WASHINGTON (Reuters) - With a looming court case that could derail his broadband agenda, Julius Genachowski, the top U.S. communications regulator, and his circle of advisers are weighing options to put the centrepiece of his administration on a solid footing.
His alternatives appear limited if the U.S. Court of Appeals for the District of Columbia Circuit decides that the Federal Communications Commission (FCC) lacks sufficient authority to regulate broadband services.
Within the next few months, the three-judge panel is expected to issue a ruling based on oral arguments held in January involving a case in which Comcast Corp challenged the FCC's power to regulate management of online content.
The case centres on a 2008 decision by the FCC to censure Comcast for throttling bandwidth-hogging online file sharing services for video and TV shows.
At the January hearing many of the judges' questions went further by probing whether the agency has the power to regulate broadband based on established rules or on direct authority from Congress.
The outcome may have major implications for future regulation of Internet access in the United States and consequences for the FCC and Genachowski who has made broadband the centrepiece of his chairmanship.
The FCC, which contends it has broad authority, last month unveiled an ambitious plan to upgrade Internet access for all Americans and shift spectrum from television broadcasters to wireless carriers with burgeoning smart phone supplies.
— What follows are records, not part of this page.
PR #762, opened 2025-07-08
Supporting `dyn Trait`

ssyram:
Thanks to the hard and quick work by @Nadrieril , now most parts of this PR have been merged into the main branch, with only two non-urgent parts:

- The drop shim for array or tuples could be handled by some parts of [VTable Metadata pass: size, align & drop](https://github.com/AeneasVerif/charon/pull/762/commits/2ae73fb5c74a5ee954cdebf31dce7bfd657743ab) , this is yet to separate and integrate to the current mechanism.
- The vtable instances support for closures.

These will be further split into new PRs, but as they are not that urgent, it may take place in the coming year.

# Former Text (As History of What this PR Did)

Now the `dyn Trait` Support should be quite ready with a few TODOs.

## Features Implemented

- Supporting associated types, now the vtable structs & instances all additionally take additional generic types corresponding to and taken from `&dyn Trait`'s associated type restrictions. The basic support of the associated types are from #796.
- The vtable instances are now properly generated for the concrete impls, i.e., those with explicit `impl Trait for Ty` environments.
- The vtable method calls are propertly generated that, calling methods of `&dyn Trait` will be translated to finding the corresponding function pointer from the vtable (fetched by `ptr_metadata` operation) and then call the function pointer.
- A new pass is added to compute the correct vtable instance metadata when possible, i.e., the `size`, `align` and, the most complex case, the `drop` fields. Naturally, the content will not be computable if the stuff is behind a generics, this is inevitable and the fields will remain unknown. But everything should be explicit in the monomorphized case in the future. Specifically, the `size` and `align` subjects to whether the layout of the type is properly computable. The `drop` field, as the most complex case, now also handles the cases when the concrete impl types are `Array`s & `Tuple`s -- they should be the only composite cases.
- The vtable instances support for closures are now added. All tests passed. But there are identified issues, see ssyram/charon#20 for the closure itself. But it should work properly in most of the cases -- as `dyn FnOnce` is really strange, and rare.

## TODOs

- [ ] Monomorphization support for `dyn Trait`.
- [x] Vtable instances for closures.

### DIFF
--- a/charon/src/ast/types.rs
+++ b/charon/src/ast/types.rs
@@ -467,6 +467,9 @@ pub struct TypeDecl {
     /// Is `None` for foreign type declarations.
     #[drive(skip)]
     pub repr: Option<ReprOptions>,
+    /// The drop implementation for this type, if any.
+    /// This is `Some` if and only if the given type has a drop implementation.
+    pub drop_glue: Option<TraitImplRef>,
 }
 
 generate_index_type!(VariantId, "Variant");
--- a/charon/src/bin/charon-driver/translate/translate_closures.rs
+++ b/charon/src/bin/charon-driver/translate/translate_closures.rs
@@ -282,7 +282,7 @@ impl ItemTransCtx<'_, '_> {
 
     /// Given an item that is a closure, generate the signature of the
     /// `call_once`/`call_mut`/`call` method (depending on `target_kind`).
-    fn translate_closure_method_sig(
+    pub fn translate_closure_method_sig(
         &mut self,
         def: &hax::FullDef,
         span: Span,
--- a/charon/src/bin/charon-driver/translate/translate_crate.rs
+++ b/charon/src/bin/charon-driver/translate/translate_crate.rs
@@ -69,7 +69,7 @@ pub enum TransItemSourceKind {
     /// Shim function to store a method in a vtable; give a method with `self: Ptr<Self>` argument,
     /// this takes a `Ptr<dyn Trait>` and forwards to the method. The `DefId` refers to the method
     /// implementation.
-    VTableMethod,
+    VTableMethod(TraitImplSource),
 }
 
 /// The kind of a [`TransItemSourceKind::TraitImpl`].
@@ -282,7 +282,7 @@ impl<'tcx, 'ctx> TranslateCtx<'tcx> {
                     | ClosureAsFnCast
                     | DropGlueMethod
                     | VTableInstanceInitializer(..)
-                    | VTableMethod => ItemId::Fun(self.translated.fun_decls.reserve_slot()),
+                    | VTableMethod(..) => ItemId::Fun(self.translated.fun_decls.reserve_slot()),
                     InherentImpl | Module => return None,
                 };
                 // Add the id to the queue of declarations to translate
--- a/charon/src/bin/charon-driver/translate/translate_crate.rs
+++ b/charon/src/bin/charon-driver/translate/translate_crate.rs
@@ -425,7 +425,6 @@ impl<'tcx, 'ctx> ItemTransCtx<'tcx, 'ctx> {
     }
 
     /// Register this item without enqueueing it for translation.
-    #[expect(dead_code)]
     pub(crate) fn register_item_no_enqueue<T: TryFrom<ItemId>>(
         &mut self,
         span: Span,
@@ -486,7 +485,7 @@ impl<'tcx, 'ctx> ItemTransCtx<'tcx, 'ctx> {
         span: Span,
         item: &hax::ItemRef,
     ) -> Result<TypeDeclRef, Error> {
-        match self.recognize_builtin_type(item)? {
+        match self.recognize_builtin_type(span, item)? {
             Some(id) => {
                 let generics =
                     self.translate_generic_args(span, &item.generic_args, &item.impl_exprs)?;
--- a/charon/src/bin/charon-driver/translate/translate_meta.rs
+++ b/charon/src/bin/charon-driver/translate/translate_meta.rs
@@ -362,7 +362,7 @@ impl<'tcx, 'ctx> TranslateCtx<'tcx> {
                 name.name
                     .push(PathElem::Ident("{vtable}".into(), Disambiguator::ZERO));
             }
-            TransItemSourceKind::VTableMethod => {
+            TransItemSourceKind::VTableMethod(..) => {
                 name.name.push(PathElem::Ident(
                     "{vtable_method}".into(),
                     Disambiguator::ZERO,
--- a/charon/src/bin/charon-driver/translate/translate_trait_objects.rs
+++ b/charon/src/bin/charon-driver/translate/translate_trait_objects.rs
@@ -16,10 +16,6 @@ fn dummy_public_attr_info() -> AttrInfo {
     }
 }
 
-fn usize_ty() -> Ty {
-    Ty::new(TyKind::Literal(LiteralTy::UInt(UIntTy::Usize)))
-}
-
 /// Takes a `T` valid in the context of a trait ref and transforms it into a `T` valid in the
 /// context of its vtable definition, i.e. no longer mentions the `Self` type or `Self` clause. If
 /// `new_self` is `Some`, we replace any mention of the `Self` type with it; otherwise we panic if
@@ -294,9 +290,9 @@ impl ItemTransCtx<'_, '_> {
 
         // Add the basic fields.
         // Field: `size: usize`
-        mk_field("size".into(), usize_ty());
+        mk_field("size".into(), Ty::mk_usize());
         // Field: `align: usize`
-        mk_field("align".into(), usize_ty());
+        mk_field("align".into(), Ty::mk_usize());
         // Field: `drop: fn(*mut Self)` -- `Self` is just a placeholder, will be dynified below.
         mk_field("drop".into(), {
             let self_ty = TyKind::TypeVar(DeBruijnVar::new_at_zero(TypeVarId::ZERO)).into_ty();
@@ -449,6 +445,7 @@ impl ItemTransCtx<'_, '_> {
             // A vtable struct is always sized
             ptr_metadata: PtrMetadata::None,
             repr: None,
+            drop_glue: None,
         })
     }
 }
--- a/charon/src/bin/charon-driver/translate/translate_trait_objects.rs
+++ b/charon/src/bin/charon-driver/translate/translate_trait_objects.rs
@@ -230,6 +230,18 @@ impl ItemTransCtx<'_, '_> {
         else {
             return Ok(());
         };
+        // The `FnOnce::call_once` is not compatible with the dyn-compatibility as described in:
+        // https://doc.rust-lang.org/reference/items/traits.html#dyn-compatibility
+        // But the Rustc offers a special backdoor for this and allows this method to be `vtable_safe`.
+        // The only way to call such a function seems to be with `Box<dyn FnOnce>`.
+        // The implementation of `Box<dyn FnOnce>::call_once` is a special case and should translate specially with some special magic.
+        // TODO(ssyram): in the future we may implement the function with type `fn call_once(self: Box<Self>, Args) -> Output`
+        //               This function is the vtable-specific version of the `call_once` method.
+        //               A very special case that the type signature differs from the original signature.
+        // Anyway, if we allow this to happen, there will be a severe breakage in that we can perform concretization on `dyn FnOnce`,
+        // This will make the life in backend tools, especially Eurydice much harder.
+        // Likewise, we skip translation of the `call_once` method below in the instance.
+        if trait_def.lang_item == Some("fn_once".into()) { return Ok(()); }
 
         let item_name = self.t_ctx.translate_trait_item_name(item_def_id)?;
         // It's ok to translate the method signature in the context of the trait because
@@ -477,22 +489,48 @@ impl ItemTransCtx<'_, '_> {
     fn get_vtable_instance_info<'a>(
         &mut self,
         span: Span,
-        impl_def: &'a hax::FullDef,
+        def: &'a hax::FullDef,
         impl_kind: &TraitImplSource,
     ) -> Result<(TraitImplRef, TraitDeclRef, TypeDeclRef), Error> {
-        let implemented_trait = match impl_def.kind() {
-            hax::FullDefKind::TraitImpl { trait_pred, .. } => &trait_pred.trait_ref,
-            _ => unreachable!(),
+        let (implemented_trait, impl_ref) = match def.kind() {
+            hax::FullDefKind::TraitImpl { trait_pred, .. } => (
+                &trait_pred.trait_ref,
+                self.translate_item(span, def.this(), TransItemSourceKind::TraitImpl(*impl_kind))?,
+            ),
+            hax::FullDefKind::Closure {
+                fn_once_impl,
+                fn_mut_impl,
+                fn_impl,
+                args,
+                ..
+            } => {
+                // For closures, get the trait implementation based on the closure kind
+                let closure_trait_impl = match impl_kind {
+                    TraitImplSource::Closure(ClosureKind::FnOnce) => fn_once_impl,
+                    TraitImplSource::Closure(ClosureKind::FnMut) => {
+                        fn_mut_impl.as_ref().expect("FnMut impl should exist")
+                    }
+                    TraitImplSource::Closure(ClosureKind::Fn) => {
+                        fn_impl.as_ref().expect("Fn impl should exist")
+                    }
+                    _ => unreachable!("Expected closure trait impl source"),
+                };
+                let target_kind = match impl_kind {
+                    TraitImplSource::Closure(kind) => *kind,
+                    _ => unreachable!(),
+                };
+                (
+                    &closure_trait_impl.trait_pred.trait_ref,
+                    self.translate_closure_bound_impl_ref(span, args, target_kind)?
+                        .erase(),
+                )
+            }
+            _ => panic!("Unknown type of impl full def: {:?}", def.kind()),
         };
         let vtable_struct_ref = self
             .translate_vtable_struct_ref(span, implemented_trait)?
             .expect("trait should be dyn-compatible");
         let implemented_trait = self.translate_trait_decl_ref(span, implemented_trait)?;
-        let impl_ref = self.translate_item(
-            span,
-            impl_def.this(),
-            TransItemSourceKind::TraitImpl(*impl_kind),
-        )?;
         Ok((impl_ref, implemented_trait, vtable_struct_ref))
     }
 
@@ -567,7 +605,7 @@ impl ItemTransCtx<'_, '_> {
                 // generics -- the lifetime binder will be added as `Erased` in `translate_fn_ptr`.
                 let item_ref = impl_def.this().with_def_id(self.hax_state(), item_def_id);
                 let shim_ref = self
-                    .translate_fn_ptr(span, &item_ref, TransItemSourceKind::VTableMethod)?
+                    .translate_fn_ptr(span, &item_ref, TransItemSourceKind::VTableMethod(TraitImplSource::Normal))?
                     .erase();
                 ConstantExprKind::FnPtr(shim_ref)
             }
@@ -591,12 +629,30 @@ impl ItemTransCtx<'_, '_> {
         impl_def: &hax::FullDef,
         mut mk_field: impl FnMut(ConstantExprKind),
     ) -> Result<(), Error> {
-        let hax::FullDefKind::TraitImpl {
-            implied_impl_exprs, ..
-        } = impl_def.kind()
-        else {
-            unreachable!()
+        let implied_impl_exprs = match impl_def.kind() {
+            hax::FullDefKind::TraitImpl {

OPTION: APPLY TELEPHONE RULES TO BROADBAND
Experts say there are two undesirable options for the FCC if the court rules the regulator overstepped its authority.
The FCC could appeal the case to the Supreme Court which might not hear the case or take years to deliver a final ruling. Congress could alternatively rewrite the laws to explicitly state the FCC's powers over broadband access and content.
"I don't think Congress is able to pass a major telecommunications bill, and an appeal would take a long time," said Amit Schejter, professor of telecommunications policy at Penn State University.
Both options could drag on for years and create uncertainty for the industry and markets.
The third and most viable option for the FCC is to take matters into its own hands by reclassifying broadband services under an existing set of rules governing telephone services rather than the current status as a lightly-regulated information service.
That would be a bold move likely to draw lawsuits from telecom giants AT&T Inc and Verizon Communications Inc. With such a move, the two firms fear they might be forced to share lines with competing Internet service providers.
Others note that the FCC would not likely apply controversial provisions in any reclassification move.
"WORLD WAR III"
A court loss followed by FCC actions to implement broadband policies would inevitably invite challenges by companies willing to unleash their legal budgets to take the FCC to court while the agency pushes its broadband plan and an open Internet agenda.
The industry "has made it very clear that this will be World War III," said Susan Crawford, former special assistant to President Barack Obama for science, technology, and innovation policy.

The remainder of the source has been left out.